Saved data entries:
PR #696, opened 2026-09-05
fix: Avoid false positives for quote-only strings in `nzchar`

Yousa-Mirage:
See:

```r
# jarl check test.R --select nzchar

x == "'"  # will report `x == ""`
x != "'"  # will report `x != ""`
x == "''"  # will report `x == ""`
x != "''"  # will report `x != ""`
```

I use `oak_core::syntax_ext::RStringValueExt::string_text()` to get the string contents without surrounding quotes, instead of cleaning quotes manually.

Furthermore, I believe this rule should also check for patterns like `nchar(x) == 0`, consistent with [lintr's `nzchar_linter`](https://lintr.r-lib.org/reference/nzchar_linter.html). I noted your comment at https://github.com/etiennebacher/jarl/pull/406#discussion_r2964881347 stating that *"it's not part of the rule"*, but I feel this is essentially the same issue and that both cases should be replaced with `nzchar()`.

What's your opinion @etiennebacher ?

---

`lintr` checks all comparison expressions here:

```r
comparison_msg_map <- c(
  GT = 'Use nzchar(x) instead of x > "". ',
  NE = 'Use nzchar(x) instead of x != "". ',
  LE = 'Use !nzchar(x) instead of x <= "". ',
  EQ = 'Use !nzchar(x) instead of x == "". ',
  GE = 'x >= "" is always true, maybe you want nzchar(x)? ',
  LT = 'x < "" is always false, maybe you want !nzchar(x)? '
)

nchar_msg_map <- c(
  GT = "Use nzchar(x) instead of nchar(x) > 0. ",
  NE = "Use nzchar(x) instead of nchar(x) != 0. ",
  LE = "Use !nzchar(x) instead of nchar(x) <= 0. ",
  EQ = "Use !nzchar(x) instead of nchar(x) == 0. ",
  GE = "nchar(x) >= 0 is always true, maybe you want nzchar(x)? ",
  LT = "nchar(x) < 0 is always false, maybe you want !nzchar(x)? "
)
```

### DIFF
--- a/crates/jarl-core/src/lints/base/nzchar/mod.rs
+++ b/crates/jarl-core/src/lints/base/nzchar/mod.rs
@@ -40,11 +40,26 @@ mod tests {
         );
 
         assert_snapshot!(
+            snapshot_lint(r#"x == r"()""#),
+            @r#"
+        warning: nzchar
+         --> <test>:1:1
+          |
+        1 | x == r"()"
+          | ---------- `x == ""` is inefficient.
+          |
+          = help: Use `!nzchar(x)` instead.
+        Found 1 error.
+        "#
+        );
+
+        assert_snapshot!(
             "fix_output",
             get_unsafe_fixed_text(
                 vec![
                     "x == ''",
                     "x != ''",
+                    r#"x == r"()""#,
                     "foo(x(y)) == ''",
                     "'' == x",
                     "which(c(a, b, c) == '')"
--- a/crates/jarl-core/src/lints/base/nzchar/mod.rs
+++ b/crates/jarl-core/src/lints/base/nzchar/mod.rs
@@ -62,6 +62,14 @@ mod tests {
         expect_no_lint("x %in% ''", "nzchar", None);
 
         expect_no_lint("x + ''", "nzchar", None);
+
+        expect_no_lint(r#"x == "'"#, "nzchar", None);
+
+        expect_no_lint(r#"x != "'"#, "nzchar", None);
+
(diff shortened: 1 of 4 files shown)


etiennebacher:
Thanks!

> Furthermore, I believe this rule should also check for patterns like nchar(x) == 0, consistent with [lintr's nzchar_linter](https://lintr.r-lib.org/reference/nzchar_linter.html). I noted your comment at https://github.com/etiennebacher/jarl/pull/406#discussion_r2964881347 stating that "it's not part of the rule", but I feel this is essentially the same issue and that both cases should be replaced with nzchar().

I'm fine with adding checks for `nchar(x) == 0`. I think my reluctance was that `!nzchar(x)` is really less readable, but this rule is actually in the "perf" category only so it is fine. For future readers of this thread, `nzchar()` is more performant on this case too:

``` r
x <- sample(c(countrycode::codelist$country.name.en, ""), 1e6, TRUE)

bench::mark(
  nchar(x) == 0,
  !nzchar(x)
)
#> # A tibble: 2 × 6
#>   expression         min   median `itr/sec` mem_alloc `gc/sec`
#>   <bch:expr>    <bch:tm> <bch:tm>     <dbl> <bch:byt>    <dbl>
#> 1 nchar(x) == 0  31.04ms  31.45ms      31.8    7.63MB     14.5
#> 2 !nzchar(x)      1.83ms   1.93ms     491.     7.63MB    237.
```

Yousa-Mirage:
OK. I'll create another PR to check for `nchar(x) == 0`.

### WORK TASK
Show each line of the records above containing "checks".

### RESPONSE TO THE TASK
`lintr` checks all comparison expressions here:
I'm fine with adding checks for `nchar(x) == 0`. I think my reluctance was that `!nzchar(x)` is really less readable, but this rule is actually in the "perf" category only so it is fine. For future readers of this thread, `nzchar()` is more performant on this case too:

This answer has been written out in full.